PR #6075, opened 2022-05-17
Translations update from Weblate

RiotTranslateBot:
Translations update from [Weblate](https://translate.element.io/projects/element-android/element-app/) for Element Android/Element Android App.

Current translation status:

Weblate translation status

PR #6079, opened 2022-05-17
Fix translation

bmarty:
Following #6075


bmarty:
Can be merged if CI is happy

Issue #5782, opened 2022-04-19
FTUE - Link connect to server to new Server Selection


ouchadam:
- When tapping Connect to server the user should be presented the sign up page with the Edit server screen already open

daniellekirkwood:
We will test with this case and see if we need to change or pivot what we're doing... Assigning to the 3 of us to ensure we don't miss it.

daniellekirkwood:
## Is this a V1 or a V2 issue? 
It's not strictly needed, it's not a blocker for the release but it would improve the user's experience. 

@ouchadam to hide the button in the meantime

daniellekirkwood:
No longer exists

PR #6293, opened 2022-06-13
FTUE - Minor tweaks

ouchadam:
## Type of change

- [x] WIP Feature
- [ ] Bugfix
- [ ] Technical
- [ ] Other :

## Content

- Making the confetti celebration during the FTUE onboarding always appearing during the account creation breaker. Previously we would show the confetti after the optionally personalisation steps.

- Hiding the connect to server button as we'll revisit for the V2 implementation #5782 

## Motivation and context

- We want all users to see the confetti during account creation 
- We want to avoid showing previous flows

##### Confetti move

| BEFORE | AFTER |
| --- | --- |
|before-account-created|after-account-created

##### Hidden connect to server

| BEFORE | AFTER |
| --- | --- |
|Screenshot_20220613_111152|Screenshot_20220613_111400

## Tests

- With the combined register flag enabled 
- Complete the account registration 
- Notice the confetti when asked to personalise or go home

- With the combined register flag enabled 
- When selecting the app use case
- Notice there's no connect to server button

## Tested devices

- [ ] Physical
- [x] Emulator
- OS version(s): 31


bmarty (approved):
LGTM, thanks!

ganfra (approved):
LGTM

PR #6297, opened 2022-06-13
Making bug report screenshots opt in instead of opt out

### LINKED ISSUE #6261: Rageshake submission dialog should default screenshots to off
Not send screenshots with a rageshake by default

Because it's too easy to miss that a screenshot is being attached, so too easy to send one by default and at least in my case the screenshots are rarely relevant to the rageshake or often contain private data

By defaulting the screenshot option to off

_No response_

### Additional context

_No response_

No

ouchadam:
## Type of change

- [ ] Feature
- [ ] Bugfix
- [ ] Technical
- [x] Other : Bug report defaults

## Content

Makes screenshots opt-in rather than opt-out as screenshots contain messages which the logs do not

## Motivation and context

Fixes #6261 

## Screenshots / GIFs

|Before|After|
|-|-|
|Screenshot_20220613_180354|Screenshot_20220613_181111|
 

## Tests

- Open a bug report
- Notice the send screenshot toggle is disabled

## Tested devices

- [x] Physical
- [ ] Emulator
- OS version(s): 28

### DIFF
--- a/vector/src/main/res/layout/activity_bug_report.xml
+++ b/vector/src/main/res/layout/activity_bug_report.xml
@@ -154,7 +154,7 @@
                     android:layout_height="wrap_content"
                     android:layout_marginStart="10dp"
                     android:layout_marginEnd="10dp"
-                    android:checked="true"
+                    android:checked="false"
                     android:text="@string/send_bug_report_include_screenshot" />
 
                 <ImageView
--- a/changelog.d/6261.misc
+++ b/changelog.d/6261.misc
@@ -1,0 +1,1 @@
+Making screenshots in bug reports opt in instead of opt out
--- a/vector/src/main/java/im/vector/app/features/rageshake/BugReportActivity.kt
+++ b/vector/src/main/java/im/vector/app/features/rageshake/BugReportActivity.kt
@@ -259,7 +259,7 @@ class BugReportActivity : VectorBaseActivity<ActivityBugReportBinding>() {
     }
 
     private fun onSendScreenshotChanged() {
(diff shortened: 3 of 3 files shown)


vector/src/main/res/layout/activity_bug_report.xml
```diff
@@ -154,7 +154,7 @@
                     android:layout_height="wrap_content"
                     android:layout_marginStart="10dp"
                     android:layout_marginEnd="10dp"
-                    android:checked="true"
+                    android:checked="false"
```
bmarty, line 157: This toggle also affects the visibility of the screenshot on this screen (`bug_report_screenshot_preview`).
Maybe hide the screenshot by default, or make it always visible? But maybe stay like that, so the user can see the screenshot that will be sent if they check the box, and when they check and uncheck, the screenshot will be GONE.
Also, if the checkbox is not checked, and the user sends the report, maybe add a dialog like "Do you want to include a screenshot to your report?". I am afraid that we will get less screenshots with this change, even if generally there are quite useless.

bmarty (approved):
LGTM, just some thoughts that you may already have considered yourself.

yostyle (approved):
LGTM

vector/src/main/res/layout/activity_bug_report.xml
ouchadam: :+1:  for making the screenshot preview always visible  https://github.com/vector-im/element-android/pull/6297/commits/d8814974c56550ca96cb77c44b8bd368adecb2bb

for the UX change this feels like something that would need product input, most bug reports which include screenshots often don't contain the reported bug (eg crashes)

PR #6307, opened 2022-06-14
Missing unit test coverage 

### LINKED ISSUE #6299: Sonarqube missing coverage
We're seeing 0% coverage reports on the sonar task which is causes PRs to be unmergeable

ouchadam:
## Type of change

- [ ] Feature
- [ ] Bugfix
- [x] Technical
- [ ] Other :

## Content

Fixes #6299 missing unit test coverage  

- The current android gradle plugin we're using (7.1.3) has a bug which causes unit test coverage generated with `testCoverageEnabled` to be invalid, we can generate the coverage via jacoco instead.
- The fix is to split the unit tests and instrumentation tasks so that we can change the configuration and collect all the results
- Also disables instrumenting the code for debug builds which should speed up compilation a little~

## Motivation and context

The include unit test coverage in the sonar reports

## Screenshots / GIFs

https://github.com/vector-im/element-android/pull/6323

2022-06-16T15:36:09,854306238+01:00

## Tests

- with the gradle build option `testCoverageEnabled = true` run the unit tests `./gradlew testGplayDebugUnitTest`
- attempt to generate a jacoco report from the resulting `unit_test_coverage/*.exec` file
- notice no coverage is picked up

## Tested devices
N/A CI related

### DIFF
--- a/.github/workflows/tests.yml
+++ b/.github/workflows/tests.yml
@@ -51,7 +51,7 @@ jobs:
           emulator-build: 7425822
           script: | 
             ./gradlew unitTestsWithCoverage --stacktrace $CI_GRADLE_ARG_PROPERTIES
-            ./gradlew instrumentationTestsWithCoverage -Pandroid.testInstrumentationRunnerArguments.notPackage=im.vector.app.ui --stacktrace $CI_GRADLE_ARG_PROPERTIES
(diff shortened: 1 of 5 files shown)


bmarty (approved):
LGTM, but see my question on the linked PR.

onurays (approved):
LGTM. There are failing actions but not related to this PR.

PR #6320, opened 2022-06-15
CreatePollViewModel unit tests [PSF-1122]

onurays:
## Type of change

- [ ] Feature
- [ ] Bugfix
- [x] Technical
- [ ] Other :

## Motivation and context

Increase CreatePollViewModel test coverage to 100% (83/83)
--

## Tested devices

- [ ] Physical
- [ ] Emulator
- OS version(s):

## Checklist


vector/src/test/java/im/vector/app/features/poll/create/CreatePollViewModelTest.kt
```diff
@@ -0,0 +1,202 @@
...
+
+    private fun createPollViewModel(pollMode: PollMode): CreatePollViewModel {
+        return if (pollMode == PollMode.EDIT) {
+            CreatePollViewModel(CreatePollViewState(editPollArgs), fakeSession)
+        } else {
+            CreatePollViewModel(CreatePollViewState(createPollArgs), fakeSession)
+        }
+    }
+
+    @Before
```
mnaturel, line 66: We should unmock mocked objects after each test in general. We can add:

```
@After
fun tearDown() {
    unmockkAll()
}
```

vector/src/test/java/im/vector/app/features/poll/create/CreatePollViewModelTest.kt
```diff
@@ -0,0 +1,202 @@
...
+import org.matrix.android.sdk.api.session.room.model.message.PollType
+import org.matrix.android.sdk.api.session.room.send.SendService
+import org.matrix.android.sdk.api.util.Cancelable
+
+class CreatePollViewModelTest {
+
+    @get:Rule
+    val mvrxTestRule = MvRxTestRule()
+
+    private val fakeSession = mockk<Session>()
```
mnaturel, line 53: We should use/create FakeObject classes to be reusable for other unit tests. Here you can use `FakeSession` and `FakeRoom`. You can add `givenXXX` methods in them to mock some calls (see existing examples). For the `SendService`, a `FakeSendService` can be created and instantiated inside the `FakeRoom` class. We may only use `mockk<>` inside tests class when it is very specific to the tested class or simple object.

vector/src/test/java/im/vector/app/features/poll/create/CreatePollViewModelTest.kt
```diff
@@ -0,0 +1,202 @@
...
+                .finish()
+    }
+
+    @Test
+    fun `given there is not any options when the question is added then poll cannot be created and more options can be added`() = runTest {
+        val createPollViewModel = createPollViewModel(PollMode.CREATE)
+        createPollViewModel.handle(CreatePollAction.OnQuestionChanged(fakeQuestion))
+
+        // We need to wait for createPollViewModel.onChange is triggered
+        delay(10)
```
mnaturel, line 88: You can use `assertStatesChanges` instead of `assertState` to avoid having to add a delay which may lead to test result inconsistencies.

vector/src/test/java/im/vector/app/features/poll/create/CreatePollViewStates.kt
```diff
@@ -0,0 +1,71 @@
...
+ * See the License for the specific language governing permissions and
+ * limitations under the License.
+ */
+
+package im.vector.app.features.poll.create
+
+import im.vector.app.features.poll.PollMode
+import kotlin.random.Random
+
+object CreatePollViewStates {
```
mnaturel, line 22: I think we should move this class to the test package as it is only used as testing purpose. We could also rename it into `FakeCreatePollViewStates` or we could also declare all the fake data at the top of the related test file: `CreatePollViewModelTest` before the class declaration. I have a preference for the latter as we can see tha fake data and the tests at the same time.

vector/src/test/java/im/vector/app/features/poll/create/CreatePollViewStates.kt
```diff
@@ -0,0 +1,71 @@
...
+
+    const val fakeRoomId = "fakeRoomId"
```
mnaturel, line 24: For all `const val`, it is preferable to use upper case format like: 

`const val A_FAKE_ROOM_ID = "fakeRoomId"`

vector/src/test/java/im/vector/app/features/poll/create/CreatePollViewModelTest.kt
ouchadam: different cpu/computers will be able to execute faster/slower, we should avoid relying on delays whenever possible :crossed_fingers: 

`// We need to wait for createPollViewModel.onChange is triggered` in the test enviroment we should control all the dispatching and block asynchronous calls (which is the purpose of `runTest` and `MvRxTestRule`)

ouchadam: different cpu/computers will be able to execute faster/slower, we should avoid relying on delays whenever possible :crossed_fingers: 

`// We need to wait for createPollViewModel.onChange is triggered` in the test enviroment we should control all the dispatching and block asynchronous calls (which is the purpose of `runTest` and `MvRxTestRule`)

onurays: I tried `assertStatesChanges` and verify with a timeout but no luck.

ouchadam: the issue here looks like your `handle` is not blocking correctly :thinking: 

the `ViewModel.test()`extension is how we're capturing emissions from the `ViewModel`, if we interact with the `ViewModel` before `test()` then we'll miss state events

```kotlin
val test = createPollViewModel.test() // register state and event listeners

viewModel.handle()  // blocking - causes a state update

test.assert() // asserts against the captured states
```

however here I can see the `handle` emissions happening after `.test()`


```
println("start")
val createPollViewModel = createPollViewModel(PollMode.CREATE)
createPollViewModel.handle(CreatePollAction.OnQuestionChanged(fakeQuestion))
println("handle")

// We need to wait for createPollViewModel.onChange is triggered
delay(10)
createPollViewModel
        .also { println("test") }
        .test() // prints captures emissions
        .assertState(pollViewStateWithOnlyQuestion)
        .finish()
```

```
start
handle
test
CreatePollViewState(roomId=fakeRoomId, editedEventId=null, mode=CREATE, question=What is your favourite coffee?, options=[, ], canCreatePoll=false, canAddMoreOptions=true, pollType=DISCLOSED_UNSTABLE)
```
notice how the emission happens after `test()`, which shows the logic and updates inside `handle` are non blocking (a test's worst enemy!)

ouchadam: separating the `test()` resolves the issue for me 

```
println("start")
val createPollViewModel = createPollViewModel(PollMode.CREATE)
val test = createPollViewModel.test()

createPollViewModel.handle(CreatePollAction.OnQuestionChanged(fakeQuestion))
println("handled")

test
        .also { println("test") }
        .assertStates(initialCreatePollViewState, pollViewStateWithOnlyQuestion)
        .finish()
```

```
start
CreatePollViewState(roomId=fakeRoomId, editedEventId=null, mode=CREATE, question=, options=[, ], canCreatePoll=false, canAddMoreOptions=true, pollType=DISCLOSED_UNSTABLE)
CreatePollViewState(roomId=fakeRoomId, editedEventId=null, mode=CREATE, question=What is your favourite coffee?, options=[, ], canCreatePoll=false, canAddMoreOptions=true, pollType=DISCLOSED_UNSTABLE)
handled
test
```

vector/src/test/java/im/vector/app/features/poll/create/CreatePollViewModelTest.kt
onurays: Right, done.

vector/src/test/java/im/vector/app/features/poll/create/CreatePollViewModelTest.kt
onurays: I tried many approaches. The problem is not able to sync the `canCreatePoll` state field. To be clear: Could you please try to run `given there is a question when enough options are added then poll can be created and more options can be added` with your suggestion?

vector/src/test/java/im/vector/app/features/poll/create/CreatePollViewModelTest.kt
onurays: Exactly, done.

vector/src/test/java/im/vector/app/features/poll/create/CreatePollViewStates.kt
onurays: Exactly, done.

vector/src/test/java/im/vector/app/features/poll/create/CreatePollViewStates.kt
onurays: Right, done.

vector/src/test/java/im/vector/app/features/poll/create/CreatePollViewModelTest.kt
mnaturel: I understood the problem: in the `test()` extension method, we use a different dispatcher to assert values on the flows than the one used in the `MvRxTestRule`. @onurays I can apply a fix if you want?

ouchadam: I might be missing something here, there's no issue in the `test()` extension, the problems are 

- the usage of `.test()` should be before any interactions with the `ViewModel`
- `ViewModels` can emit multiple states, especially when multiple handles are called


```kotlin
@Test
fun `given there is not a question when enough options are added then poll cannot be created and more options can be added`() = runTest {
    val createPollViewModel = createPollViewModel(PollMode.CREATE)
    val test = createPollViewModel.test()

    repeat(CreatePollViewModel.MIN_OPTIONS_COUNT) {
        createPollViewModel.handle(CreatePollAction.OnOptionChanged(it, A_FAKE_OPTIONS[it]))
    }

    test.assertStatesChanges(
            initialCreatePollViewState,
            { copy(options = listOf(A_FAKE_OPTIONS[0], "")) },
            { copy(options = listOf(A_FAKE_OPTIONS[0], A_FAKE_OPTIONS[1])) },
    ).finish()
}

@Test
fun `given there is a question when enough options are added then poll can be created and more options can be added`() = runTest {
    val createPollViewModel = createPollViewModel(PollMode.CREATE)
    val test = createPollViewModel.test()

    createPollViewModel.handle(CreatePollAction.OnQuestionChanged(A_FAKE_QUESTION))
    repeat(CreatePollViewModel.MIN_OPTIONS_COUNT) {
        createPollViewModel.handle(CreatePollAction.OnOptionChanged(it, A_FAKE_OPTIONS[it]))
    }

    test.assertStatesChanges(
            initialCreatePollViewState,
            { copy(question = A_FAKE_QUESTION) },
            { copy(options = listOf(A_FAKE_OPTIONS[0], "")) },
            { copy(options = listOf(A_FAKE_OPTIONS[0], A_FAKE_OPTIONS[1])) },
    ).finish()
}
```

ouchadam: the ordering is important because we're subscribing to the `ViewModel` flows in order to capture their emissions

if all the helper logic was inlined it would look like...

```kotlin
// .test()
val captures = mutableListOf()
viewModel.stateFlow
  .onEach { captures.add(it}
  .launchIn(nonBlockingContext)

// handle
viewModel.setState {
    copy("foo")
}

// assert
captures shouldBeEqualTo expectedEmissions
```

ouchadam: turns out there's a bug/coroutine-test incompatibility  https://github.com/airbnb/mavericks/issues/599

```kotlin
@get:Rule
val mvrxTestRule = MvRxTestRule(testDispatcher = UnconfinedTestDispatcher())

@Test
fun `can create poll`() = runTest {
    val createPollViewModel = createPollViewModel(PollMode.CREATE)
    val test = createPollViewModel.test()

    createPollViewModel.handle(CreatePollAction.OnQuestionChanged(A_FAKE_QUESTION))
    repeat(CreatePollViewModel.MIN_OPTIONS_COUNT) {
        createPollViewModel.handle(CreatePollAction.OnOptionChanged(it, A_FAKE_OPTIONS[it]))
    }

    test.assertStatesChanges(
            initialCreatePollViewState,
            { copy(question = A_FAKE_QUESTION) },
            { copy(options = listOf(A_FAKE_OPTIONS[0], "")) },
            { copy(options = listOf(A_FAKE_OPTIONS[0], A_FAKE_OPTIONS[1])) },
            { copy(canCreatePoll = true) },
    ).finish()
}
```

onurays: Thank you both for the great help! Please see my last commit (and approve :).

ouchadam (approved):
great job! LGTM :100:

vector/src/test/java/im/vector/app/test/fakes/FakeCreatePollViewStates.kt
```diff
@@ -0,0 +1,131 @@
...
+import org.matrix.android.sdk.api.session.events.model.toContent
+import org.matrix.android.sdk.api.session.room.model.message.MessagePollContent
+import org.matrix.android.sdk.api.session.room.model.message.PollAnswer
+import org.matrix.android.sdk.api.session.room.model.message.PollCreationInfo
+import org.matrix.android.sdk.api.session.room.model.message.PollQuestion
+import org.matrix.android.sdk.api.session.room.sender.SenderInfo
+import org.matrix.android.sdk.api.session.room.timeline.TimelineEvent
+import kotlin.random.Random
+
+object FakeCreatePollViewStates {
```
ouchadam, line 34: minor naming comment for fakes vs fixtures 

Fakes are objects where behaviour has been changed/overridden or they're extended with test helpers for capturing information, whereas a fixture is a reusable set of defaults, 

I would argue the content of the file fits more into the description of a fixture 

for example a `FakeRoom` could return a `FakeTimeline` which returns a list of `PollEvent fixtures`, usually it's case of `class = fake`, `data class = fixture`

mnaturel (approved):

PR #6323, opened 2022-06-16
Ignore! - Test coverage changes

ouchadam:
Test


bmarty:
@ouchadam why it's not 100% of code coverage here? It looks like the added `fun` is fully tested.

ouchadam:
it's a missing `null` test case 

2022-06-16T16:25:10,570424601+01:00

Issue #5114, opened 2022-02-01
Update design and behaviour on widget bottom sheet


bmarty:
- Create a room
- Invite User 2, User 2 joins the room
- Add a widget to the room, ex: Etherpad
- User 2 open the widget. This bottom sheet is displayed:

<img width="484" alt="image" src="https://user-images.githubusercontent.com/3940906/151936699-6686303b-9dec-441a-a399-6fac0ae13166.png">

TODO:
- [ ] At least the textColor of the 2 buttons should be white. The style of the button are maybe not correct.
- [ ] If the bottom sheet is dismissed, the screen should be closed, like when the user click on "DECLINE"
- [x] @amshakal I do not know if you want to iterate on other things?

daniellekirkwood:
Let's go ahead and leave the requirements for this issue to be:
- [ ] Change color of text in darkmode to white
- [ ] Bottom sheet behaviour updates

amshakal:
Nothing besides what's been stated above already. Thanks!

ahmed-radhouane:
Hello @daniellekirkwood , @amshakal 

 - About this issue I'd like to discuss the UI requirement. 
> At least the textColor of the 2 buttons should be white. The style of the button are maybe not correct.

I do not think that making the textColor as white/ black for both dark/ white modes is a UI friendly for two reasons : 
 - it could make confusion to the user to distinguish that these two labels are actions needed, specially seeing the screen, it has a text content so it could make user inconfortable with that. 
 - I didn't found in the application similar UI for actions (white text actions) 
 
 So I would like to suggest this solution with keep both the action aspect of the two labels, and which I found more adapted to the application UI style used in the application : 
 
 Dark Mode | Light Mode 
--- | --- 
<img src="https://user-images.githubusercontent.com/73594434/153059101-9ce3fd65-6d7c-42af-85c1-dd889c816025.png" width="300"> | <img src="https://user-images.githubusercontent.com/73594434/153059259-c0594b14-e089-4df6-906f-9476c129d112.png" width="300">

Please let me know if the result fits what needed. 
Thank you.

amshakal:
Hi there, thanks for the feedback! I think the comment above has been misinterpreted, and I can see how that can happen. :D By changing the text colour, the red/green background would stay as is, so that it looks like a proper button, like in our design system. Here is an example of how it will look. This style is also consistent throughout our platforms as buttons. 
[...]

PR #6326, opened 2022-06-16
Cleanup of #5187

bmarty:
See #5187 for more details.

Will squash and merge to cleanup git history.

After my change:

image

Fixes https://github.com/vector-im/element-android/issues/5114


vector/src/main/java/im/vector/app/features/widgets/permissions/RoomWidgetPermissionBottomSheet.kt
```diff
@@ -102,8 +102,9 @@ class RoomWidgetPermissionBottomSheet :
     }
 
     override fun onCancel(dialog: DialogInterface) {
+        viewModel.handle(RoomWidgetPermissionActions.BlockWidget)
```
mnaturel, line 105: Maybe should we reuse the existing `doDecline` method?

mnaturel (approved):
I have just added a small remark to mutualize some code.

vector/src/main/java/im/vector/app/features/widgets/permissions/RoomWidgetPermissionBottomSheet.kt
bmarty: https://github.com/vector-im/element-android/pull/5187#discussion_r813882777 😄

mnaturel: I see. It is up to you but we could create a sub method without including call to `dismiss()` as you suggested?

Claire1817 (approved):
■ ■ ■ ■
◆ Work to be completed:
Everything above from the line containing "ouchadam: turns out" through the line containing "I would argue" must be copied exactly. Nothing outside that range belongs in the answer.

◆ Problem solution:
ouchadam: turns out there's a bug/coroutine-test incompatibility  https://github.com/airbnb/mavericks/issues/599

```kotlin
@get:Rule
val mvrxTestRule = MvRxTestRule(testDispatcher = UnconfinedTestDispatcher())

@Test
fun `can create poll`() = runTest {
    val createPollViewModel = createPollViewModel(PollMode.CREATE)
    val test = createPollViewModel.test()

    createPollViewModel.handle(CreatePollAction.OnQuestionChanged(A_FAKE_QUESTION))
    repeat(CreatePollViewModel.MIN_OPTIONS_COUNT) {
        createPollViewModel.handle(CreatePollAction.OnOptionChanged(it, A_FAKE_OPTIONS[it]))
    }

    test.assertStatesChanges(
            initialCreatePollViewState,
            { copy(question = A_FAKE_QUESTION) },
            { copy(options = listOf(A_FAKE_OPTIONS[0], "")) },
            { copy(options = listOf(A_FAKE_OPTIONS[0], A_FAKE_OPTIONS[1])) },
            { copy(canCreatePoll = true) },
    ).finish()
}
```

onurays: Thank you both for the great help! Please see my last commit (and approve :).

ouchadam (approved):
great job! LGTM :100:

vector/src/test/java/im/vector/app/test/fakes/FakeCreatePollViewStates.kt
```diff
@@ -0,0 +1,131 @@
...
+import org.matrix.android.sdk.api.session.events.model.toContent
+import org.matrix.android.sdk.api.session.room.model.message.MessagePollContent
+import org.matrix.android.sdk.api.session.room.model.message.PollAnswer
+import org.matrix.android.sdk.api.session.room.model.message.PollCreationInfo
+import org.matrix.android.sdk.api.session.room.model.message.PollQuestion
+import org.matrix.android.sdk.api.session.room.sender.SenderInfo
+import org.matrix.android.sdk.api.session.room.timeline.TimelineEvent
+import kotlin.random.Random
+
+object FakeCreatePollViewStates {
```
ouchadam, line 34: minor naming comment for fakes vs fixtures 

Fakes are objects where behaviour has been changed/overridden or they're extended with test helpers for capturing information, whereas a fixture is a reusable set of defaults, 

I would argue the content of the file fits more into the description of a fixture 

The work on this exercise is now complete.